RECORDED DATA>

------------------------

PR #332, opened 2025-06-13
DEMRUM-861: fill out error tracking demo calls

carlosmcevilly:
Improve error tracking api calls in DevelApp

------------------------

TASK DETAILS> Every line of the material should come back unchanged.

OUTPUT FOR THIS EXERCISE>
PR #332, opened 2025-06-13
DEMRUM-861: fill out error tracking demo calls

carlosmcevilly:
Improve error tracking api calls in DevelApp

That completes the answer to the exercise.